I’d wanted so badly to fall in love with him. I’d wanted it so badly that I’d ignored the warning signs. I was the naive girl from Texas, swept up in a man who’d only ever thought of her as a stepping stone along the path to success.
“Lily,” Julian said, shaking my hand on my chair.
I blinked and glanced toward him.
“Dean’s trying to get your attention and you’re completely zoned out,” he said with a laugh. “Have we ruled Ebola out?”
I smiled halfheartedly and glanced at Dean, trying to guard my heart as best as I could. “Sorry about that.”
His dark gaze held mine as he leaned over his desk. His mouth was pulled into a thin line. He was a statue of a man, unyielding at his core. “I just need you to hang back after the meeting for a few minutes. Is that okay?”
I nodded, not because I relished the idea of having alone time with him, but because it would give me the perfect chance to put in my two weeks notice.
Chapter Fifty
Dean
Lily closed the door behind Julian and Zoe, but she didn’t turn to face me right away. We’d been there before, alone in my office. It was a recipe for disaster, and we both knew it. She rotated around to face me slowly, keeping hold of the doorknob behind her back like a lifeline. She rolled her lips together and I opened my mouth to speak first, but she beat me to the punch.

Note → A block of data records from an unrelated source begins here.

PR #583, opened 2018-11-19
ISPN 10x Internal thread states exposition

diegolovison:
The commit https://github.com/infinispan/infinispan/commit/2b68c55bcb94fc42fad5e2ee3b63eef9d912dd90 removed the `delegate` field.
The goal with this PR is make RadarGun compatible with ISPN10x


parent/pom.xml
```diff
@@ -430,10 +430,11 @@
             <module>../plugins/infinispan92</module>
             <module>../plugins/infinispan93</module>
             <module>../plugins/infinispan94</module>
+            <module>../plugins/infinispan100</module>
```
alanfx: Not sure why you're picking `infinispan100` instead of `infinispan10`?

diegolovison: `infinispan50` is ISPN5.0
`infinispan100` is ISPN 10.0
I followed that pattern

alanfx: I guess for me, the plugin version never changes for a micro release, so I think `infinispan10` is better.

diegolovison: I believe that we will have 10.1, 10.2, 10.3 in a short period of time instead of 11.0, 12.0 and 13.0

alanfx: OK, you are completely correct on this! Sorry, I have having Monday morning brain. I'll merge this

PR #591, opened 2019-02-19
Java11 Support

diegolovison:


plugins/jdg66/pom.xml
```diff
@@ -166,20 +166,8 @@
...
-       </dependency>     
-       
-   </dependencies>
+       </dependency>
 
-   <dependencyManagement>
-      <dependencies>
-         <dependency>
-            <groupId>org.infinispan</groupId>
-            <artifactId>infinispan-parent</artifactId>
```
alanfx: My intent with adding this dependency was to avoid needing the `property` settings above. This avoid us needing to maintain the versions manually.

parent/pom.xml
```diff
@@ -648,50 +648,139 @@
...
+            <jdk>1.8</jdk>
+         </activation>
+         <dependencies>
+            <!-- This dependency is not loaded in plugin classloader, we have to include
+                 that directly on classpath. The reason is that it loads native shared
+                 libraries and you can't have that loaded in multiple classloaders. -->
+            <dependency>
+               <groupId>com.sun</groupId>
+               <artifactId>tools</artifactId>
+               <version>1.7.0</version>
```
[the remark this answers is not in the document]
diegolovison: The scope is system, in this case, we can set any version.
I copied and pasted from here https://github.com/radargun/radargun/pull/591/files#diff-676a3f01f4fe2cef9b6dbc49f05d3dafL21 and decided to keep as is.

plugins/jdg66/pom.xml
```diff
@@ -83,64 +85,60 @@
...
+            <exclusion>
+               <groupId>org.jboss.logging</groupId>
+               <artifactId>jboss-logging-spi</artifactId>
+            </exclusion>
+         </exclusions>
+      </dependency>
 
-       <dependency>
-           <groupId>org.jboss.spec.javax.transaction</groupId>
-           <artifactId>jboss-transaction-api_1.1_spec</artifactId>
```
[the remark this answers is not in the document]
diegolovison: The new dependency `<artifactId>jbossjta</artifactId>` has `<artifactId>jboss-transaction-api_1.1_spec</artifactId>`

plugins/jdg66/pom.xml
diegolovison: Exactly. The main issue is that those old poms or a plugin have a dependency for `${java.home}/../lib/tools.jar`. Instead of drop JDK8 support, I decided that it is better to allow to build with JDK11 and keep JDK8 support adding a property value.

parent/pom.xml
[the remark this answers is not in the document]
alanfx: I think it makes sense to use `1.8.0` since that is the base version we'll need now. WDYT?

plugins/jdg66/pom.xml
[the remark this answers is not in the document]
alanfx: ok

plugins/jdg66/pom.xml
alanfx: Well, the `tools.jar` file is only used by the `JavaProcessService` class, and I'm still not clear why removing this dependency helps?

parent/pom.xml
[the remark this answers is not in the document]
diegolovison: Done

plugins/jdg66/pom.xml
diegolovison: Because there are plugins from `infinispan-parent` that use it.
For example: in this PR you will see that the plugins are using the latest version because of the same issue.

alanfx: Sorry, @diegolovison I am still confused by this statement. Can you just explain what you are fixing by removing the `infinispan-parent` dependency from the plugin POM file? If a plugin expects to be running in a JDK during build time, that is fine. Setting `java.home` for the `JavaProcessService` is a runtime concern, so I don't see how those two are related?

diegolovison: Plugins from `<artifactId>infinispan-parent</artifactId>` are using `tools.jar`.
With the `<artifactId>infinispan-parent</artifactId>` the build with JDK11 will fail.

diegolovison: Well, I don't tell that `JavaProcessService` is related with `<artifactId>infinispan-parent</artifactId>` :)

alanfx:
@diegolovison explained the last bits of this to me, and I have been able to build with JDK 8 and 11. Merging...

PR #592, opened 2019-02-21
Remove transactionStarted and transactionEnded

diegolovison:
According with my researches we don't need the class `Delegates.java` and we could start the transaction in https://github.com/radargun/radargun/compare/master...diegolovison:remove_delegate?expand=1#diff-9158f9969a715eda006055cd03e939d4R163

This PR is important because it is a step forward to remove the cycled dependency from `Stressor` and `OperationLogic`

Once we have removed the cycled dependency, we can work and make Stressor Stateless. After that, we can create Asynchronous traits without creating new Tests.

I am open for discussion and questions as always :)

Cheers


extensions/cache/src/main/java/org/radargun/stages/iteration/IterateStage.java
```diff
@@ -255,7 +255,12 @@ public Operation operation() {
 
       @Override
       public Operation txOperation() {
-         return Iterable.GET_ITERATOR;
+         throw new UnsupportedOperationException("There is no transactional operation");
+      }
+
+      @Override
+      public Object getTxResource() {
+         throw new UnsupportedOperationException("getTxResource is supposed to be used when we need transactional support");
```
rvansa: Inheritance/default methods are usually better than copy-paste.

core/src/main/java/org/radargun/stages/test/Stressor.java
```diff
@@ -160,7 +160,7 @@ private void runInternal() {
       if (useTransactions && txRemainingOperations <= 0) {
          try {
             ongoingTx = stage.transactional.getTransaction();
-            logic.transactionStarted();
+            ongoingTx.wrap(invocation.getTxResource());
```
rvansa: This doesn't look right; you're not using the return value. You're supposed to call the operation methods on the return value (wrapper), not on the original cache. If you start a transaction but run the method (e.g. put()) on the original cache, it won't run transactionally in Hazelcast.

diegolovison: Thanks for catching this @rvansa 
I am closing this PR

PR #597, opened 2019-04-05
Avoid penalizing the first request

diegolovison:
Avoid penalizing the first request


alanfx:
Looks good @diegolovison Merging

PR #600, opened 2019-05-01
Add Couchbase cache plugin

MikeGoldsmith:
- based on Couchbase Java SDK 2.7.4

### DIFF
--- a/parent/pom.xml
+++ b/parent/pom.xml
@@ -85,6 +85,8 @@
    <properties>
       <project.build.sourceEncoding>UTF-8</project.build.sourceEncoding>
       <plugins.chm/>
+      <plugins.couchbase/>
+      <plugins.couchbase-latest/>
       <plugins.docker/>
       <plugins.openshift/>
       <plugins.jcache/>
@@ -303,6 +305,21 @@
          </modules>
          <properties>
             <plugins.chm>chm</plugins.chm>
+         </properties>
+      </profile>
+      <profile>
+         <id>couchbase</id>
+         <activation>
+            <property>
+               <name>!no-couchbase</name>
+            </property>
+         </activation>
+         <modules>
+            <module>../plugins/couchbase</module>
+         </modules>
+         <properties>
+            <plugins.couchbase-latest>couchbase</plugins.couchbase-latest>
+            <plugins.couchbase>${plugins.couchbase-latest}</plugins.couchbase>
          </properties>
       </profile>
       <profile>
--- a/plugins/couchbase/src/main/resources/plugin.properties
+++ b/plugins/couchbase/src/main/resources/plugin.properties
@@ -1,0 +1,3 @@
+service.default org.radargun.service.CouchbaseClientService
+service.server org.radargun.service.CouchbaseClientService
+service.couchbase-client org.radargun.service.CouchbaseClientService
--- a/docs/getting_started/building_binaries.md
+++ b/docs/getting_started/building_binaries.md
@@ -34,6 +34,7 @@ This operation might take a few minutes, as it will download the dependencies ne
     lib
     plugins(*)
         chm
+        couchbase
         docker
         ehcache25
         hazelcast2/36/37
@@ -95,6 +96,7 @@ All properties have to be provided separatelly preceeded by "-D" -> property "sk
 
 * **Enabled by default**:
     * **chm**			(parameter `-Dno-chm` to disable)
+    * **couchbase**		(parameter `-Dno-couchbase` to disable)
     * **ehcache**		(parameter `-Dno-ehcache` to disable)
     * **hazelcast**		(parameter `-Dno-hazelcast` to disable)
     * **jbosscache**		(parameter `-Dno-jbosscache` to disable)
--- a/plugins/couchbase/README.md
+++ b/plugins/couchbase/README.md
@@ -1,0 +1,21 @@
+# Couchbase Client Plugin
+
+This plugin allows Radargun to run performance tests against Couchbase server using the Couchbase Java SDK (version 2.7.4).
+
+## Creating a Cluster
+
+### Docker
+
+Couchbase server can be setup and configured using Docker, with official images available on [DockerHub](https://hub.docker.com/_/couchbase). Instructions on how to start the container are available on there too.
+
+### Manual install
+
+Couchbase server can also be installed using a direct download available from [Couchbase.com/downloads](https://www.couchbase.com/downloads). Download and install instructions are available on the website.
+
+## Setting up the Cluster
+
+Once you have a running cluster, you need to setup the cluster before it can service requests. This is done by opening the web UI at [localhost:8091](http://localhost:8091) and following create new cluster forms (only the KV service is required to run Radargun tests).
+
+## Creating the 'default' bucket
+
+By default, the plugin expects to use a bucket called _default_ to store and retrieve values from. You can create a bucket using the *bucket* tab and selecting _new bucket_.
--- a/plugins/couchbase/pom.xml
+++ b/plugins/couchbase/pom.xml
@@ -1,0 +1,28 @@
+<?xml version="1.0"?>
+<project xmlns="http://maven.apache.org/POM/4.0.0" xmlns:xsi="http://www.w3.org/2001/XMLSchema-instance" xsi:schemaLocation="http://maven.apache.org/POM/4.0.0 http://maven.apache.org/xsd/maven-4.0.0.xsd">
+    <modelVersion>4.0.0</modelVersion>
+
+    <parent>
+        <groupId>org.radargun</groupId>
+        <artifactId>radargun-plugin-parent</artifactId>
+        <version>3.0.0-SNAPSHOT</version>
+        <relativePath>../pom.xml</relativePath>
+    </parent>
+
+    <artifactId>plugin-couchbase</artifactId>
+    <name>Couchbase plugin for RadarGun</name>
+
+    <dependencies>
+        <dependency>
+            <groupId>org.radargun</groupId>
+            <artifactId>radargun-cache</artifactId>
+            <version>${project.version}</version>
+            <scope>provided</scope>
+        </dependency>
+        <dependency>
+            <groupId>com.couchbase.client</groupId>
+            <artifactId>java-client</artifactId>
+            <version>2.7.4</version>
+        </dependency>
+    </dependencies>
+</project>
--- a/plugins/couchbase/src/main/java/org/radargun/service/CouchbaseClientOperations.java
+++ b/plugins/couchbase/src/main/java/org/radargun/service/CouchbaseClientOperations.java
@@ -1,0 +1,86 @@
+package org.radargun.service;
+
+import java.nio.charset.StandardCharsets;
+
+import com.couchbase.client.java.document.ByteArrayDocument;
+import org.radargun.traits.BasicOperations;
+
+public class CouchbaseClientOperations implements BasicOperations {
+
+   protected final CouchbaseClientService service;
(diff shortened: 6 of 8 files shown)


parent/pom.xml
```diff
@@ -85,6 +85,8 @@
    <properties>
       <project.build.sourceEncoding>UTF-8</project.build.sourceEncoding>
       <plugins.chm/>
+      <plugins.couchbase/>
+      <plugins.couchbase-latest/>
```
daschl: why is this needed?

plugins/couchbase/src/main/java/org.radargun.service/CouchbaseService.java
```diff
@@ -0,0 +1,45 @@
...
+
+   @Property(doc = "Password")
+   protected String password = "password";
+
+   @Property(doc = "Bucket name")
+   protected String bucketName = "default";
+
+   @Override
+   public void start() {
+      cluster = CouchbaseCluster.create(nodes);
```
daschl: I think since this is just doing sync kv ops, we can pass in the environment and set the following:

.callbacksOnIoPool(true)
.runtimeMetricsCollectorConfig(DefaultMetricsCollectorConfig.disabled())
.networkLatencyMetricsCollectorConfig(DefaultLatencyMetricsCollectorConfig.disabled())

plugins/couchbase/src/main/java/org.radargun.service/CouchbaseOperations.java
```diff
@@ -0,0 +1,70 @@
...
+      @Override
+      public byte[] getAndRemove(byte[] key) {
+         byte[] doc = get(key);
+         remove(key);
+         return doc;
+      }
+
+      @Override
+      public void clear() {
+         throw new UnsupportedOperationException("Clearing Couchbase is not implemented yet.");
```
daschl: does this compare to the flush() command on the bucket manager?

plugins/couchbase/src/main/java/org.radargun.service/CouchbaseOperations.java
```diff
@@ -0,0 +1,70 @@
...
+
+      @Override
+      public void put(byte[] key, byte[] value) {
+         ByteArrayDocument doc = ByteArrayDocument.create(new String(key), value);
+         service.bucket.upsert(doc);
+      }
+
+      @Override
+      public byte[] getAndPut(byte[] key, byte[] value) {
+         byte[] document = get(key);
```
daschl: I think this should use the cas on put (replace) to be more realistic.

Might make sense to have specialized impls for this to avoid creating a string key more than once

plugins/couchbase/src/main/java/org.radargun.service/CouchbaseOperations.java
```diff
@@ -0,0 +1,70 @@
...
+            service.bucket.remove(new String(key));
+            return true;
+         } catch(Exception e) {
+            return false;
+         }
+      }
+
+      @Override
+      public byte[] getAndRemove(byte[] key) {
+         byte[] doc = get(key);
```
daschl: I think this should use the cas on remove to be more realistic.

Might make sense to have specialized impls for this to avoid creating a string key more than once

parent/pom.xml
MikeGoldsmith: I believe this is used to discover the plugin projects and is used by the build scripts when creating the distributable ZIP.

plugins/couchbase/src/main/java/org.radargun.service/CouchbaseOperations.java
MikeGoldsmith: Yes, it does - I didn't implement as the Redis plugin provider I used as a basis didn't implement it. I'm not sure if it's used but can update to do the flush.

plugins/couchbase/src/main/java/org.radargun.service/CouchbaseOperations.java
MikeGoldsmith: Sure, will look to do that.

plugins/couchbase/src/main/java/org.radargun.service/CouchbaseOperations.java
MikeGoldsmith: Sure, will look to do that.

parent/pom.xml
alanfx: First of all, thank you for this contribution. This property allows you to build a RadarGun distribution that only includes the latest version of each plugin, instead of every version of the plugin.

MikeGoldsmith:
@alanfx  @diegolovison I think this is ready for initial review. Let me know if there is anything else you would like to see in this PR.

plugins/couchbase/src/main/java/org.radargun.service/CouchbaseOperations.java
```diff
@@ -0,0 +1,92 @@
...
+   public CouchbaseOperations(CouchbaseService service) {
+      this.service = service;
+   }
+
+   @Override
+   public <K, V> Cache<K, V> getCache(String cacheName) {
+      return adapter;
+   }
+
+   private class CouchbaseCacheAdapter<K, V> implements BasicOperations.Cache<byte[], byte[]> {
```
diegolovison: You should use something like: `private class CouchbaseCacheAdapter <K, V> implements BasicOperations.Cache<K, V>`. See as an example: https://github.com/radargun/radargun/commit/373b353317d0a05b9a7e9e7009a3c376500b8d24#diff-df93a8f6e3d2569df9283e049b55bfbc

RadarGun allows different keys and values generators. Here are some that we support https://github.com/radargun/radargun/tree/master/extensions/cache/src/main/java/org/radargun/stages/cache/generators

plugins/couchbase/src/main/java/org.radargun.service/CouchbaseOperations.java
```diff
@@ -0,0 +1,92 @@
+package org.radargun.service;
+
+import com.couchbase.client.java.document.ByteArrayDocument;
+import org.radargun.traits.BasicOperations;
+
+import java.nio.charset.StandardCharsets;
+
+public class CouchbaseOperations implements BasicOperations {
```
diegolovison: I prefer to see the name of the class like `CouchbaseClientOperations`

plugins/couchbase/src/main/java/org.radargun.service/CouchbaseService.java
```diff
@@ -0,0 +1,56 @@
...
+import com.couchbase.client.java.Bucket;
+import com.couchbase.client.java.CouchbaseCluster;
+import com.couchbase.client.java.env.CouchbaseEnvironment;
+import com.couchbase.client.java.env.DefaultCouchbaseEnvironment;
+import org.radargun.Service;
+import org.radargun.config.Property;
+import org.radargun.traits.Lifecycle;
+
+@Service(doc = "Couchbase")
+public class CouchbaseService implements Lifecycle {
```
diegolovison: Same here: CouchbaseClientService

plugins/couchbase/src/main/resources/plugin.properties
```diff
@@ -0,0 +1,3 @@
+service.default org.radargun.service.CouchbaseService
```
diegolovison: For me, it is missing the `CouchbaseServerService` class implementation. For example, I would like to run RadarGun and compare the project X with Couchbase in a perf lab. Without `CouchbaseServerService` I will need to setup the server everytime. I saw https://docs.couchbase.com/server/4.1/getting-started/installing.html that we can download and install the server. A good entry point is https://github.com/radargun/radargun/blob/master/plugins/etcd/src/main/java/org/radargun/service/EtcdServerService.java

plugins/couchbase/src/main/java/org.radargun.service/CouchbaseOperations.java
```diff
@@ -0,0 +1,92 @@
...
+      private void put(String key, byte[] value) {
+         ByteArrayDocument doc = ByteArrayDocument.create(key, value);
+         service.bucket.upsert(doc);
+      }
+
+      @Override
+      public byte[] getAndPut(byte[] keyBytes, byte[] value) {
+         String key = createKey(keyBytes);
+         byte[] document = get(key);
+         put(key, value);
```
diegolovison: @rvansa should it be in a unique operation or doesn't support it, right?

MikeGoldsmith:
@diegolovison I've updated the class names / files and refactored `CouchbaseClientOperations` to utilize **K** and **V** type params in the inner `CouchbaeCacheAdapter`.

I'm not sure downloading and installing Couchbase as part of a test run is a good idea. It is a fairly large process / download. There are docker images and/or vagrant scripts that we may be able to utilize.

plugins/couchbase/src/main/java/org.radargun.service/CouchbaseClientOperations.java
```diff
@@ -0,0 +1,105 @@
...
+            return true;
+         } catch(Exception e) {
+            return false;
+         }
+      }
+
+      @Override
+      public V getAndRemove(K key) {
+         String keyStr = keyAsString(key);
+         V document = get(keyStr);
```
diegolovison: It should be only one operation in the server. In this case, we are calling the server twice. If Couchbase doesn't support returning the previous value when removing the key we need to throw an exception.

plugins/couchbase/src/main/java/org.radargun.service/CouchbaseClientOperations.java
```diff
@@ -0,0 +1,105 @@
...
+      private void put(String key, V value) {
+         ByteArrayDocument doc = ByteArrayDocument.create(key, valueAsByteArray(value));
+         service.bucket.upsert(doc);
+      }
+
+      @Override
+      public V getAndPut(K key, V value) {
+         String keyStr = keyAsString(key);
+         V document = get(keyStr);
+         put(keyStr, value);
```
diegolovison: It should be only one operation in the server. In this case, we are calling the server twice. If Couchbase doesn't support returning the previous value when putting the key we need to throw an exception.

plugins/couchbase/src/main/java/org.radargun.service/CouchbaseClientOperations.java
```diff
@@ -0,0 +1,105 @@
+package org.radargun.service;
```
diegolovison: I just saw that the folder structure is using (dot) instead of a folder separator.
The name of the file is: `org.radargun.service/CouchbaseClientOperations.java` and it should be `org/radargun/service/CouchbaseClientOperations.java`

plugins/couchbase/src/main/java/org.radargun.service/CouchbaseClientService.java
```diff
@@ -0,0 +1,56 @@
+package org.radargun.service;
```
diegolovison: Same here about the folder separator

diegolovison:
@MikeGoldsmith I am going to squash and merge using the GitHub button. IIRC, the commit will be in my name. I would like to see the commit with who developed that. Would you like to squash or can I move forward?

diegolovison:
@MikeGoldsmith I was going to use the "Squash and merge" button in the GitHub interface and I just remembered that last time that I did it, I was the commit author. I prefer to see your team as an author of this commit. Could you please squash?

MikeGoldsmith:
@diegolovison commits have been squashed

MikeGoldsmith:
@diegolovison commits have been squashed 👍

diegolovison:
Thanks @MikeGoldsmith and @daschl

PR #602, opened 2019-06-07
Allow the Loader report the service time when benchmarking the SUT

diegolovison:
Allow the Loader report the service time when benchmarking the SUT with the Compensation of Coordinate Omission in place.

This change allows the following:

```xml
      .......
      <config name="dist">
         <setup plugin="fooPlugin">
            <environment>
               <var name="LATENCY_AS_SERVICE_TIME" value="true" />
            </environment>
           ......
           <embedded file="library.xml" cache="distCache"/>
         </setup>
      </config>
     <config name="dist-co-fix">
         <setup plugin="fooPlugin">
            <environment>
               <var name="LATENCY_AS_SERVICE_TIME" value="false" />
            </environment>
            .....
           <embedded file="library.xml" cache="distCache"/>
         </setup>
      </config>
   .....
      <l:basic-operations-test test-name="reads10" ..... cycle-time="10L" report-latency-as-service-time="${env.LATENCY_AS_SERVICE_TIME:false}">
      ........
      </l:basic-operations-test>
    ......
   </rg:scenario>
```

“I’d like to put in my two weeks notice.”
I took a deep breath, processing her request.
She wants to leave?
I shook my head, just once.
“No.”
Her eyes blazed with a new fury. “No?”
I glanced down and started to scroll through the calendar on my phone. I tried to focus on a specific date, but I kept scrolling through the months, right into the next year. “We need to plan a time to meet. The kitchen will be finished next week and I’m bringing Antonio out—”
“You’re not listening to me,” she argued, releasing the doorknob and stepping closer.
My gaze shot up to her and her eyes focused in, narrowing until I knew I had her undivided attention.
“Yes I am. I’m just ignoring you.” I glanced back down at my phone. “I don’t accept your resignation.”
“What the hell—”
“Now, what day can you meet for the menu sampling? Monday?”
She paused on the other side of my desk and put her hand over my phone, blocking next year’s calendar from my view.
“Dean. Let me go.”
“No.”
“Fire me.”
I shook my head and clenched my jaw to keep from saying something too soon.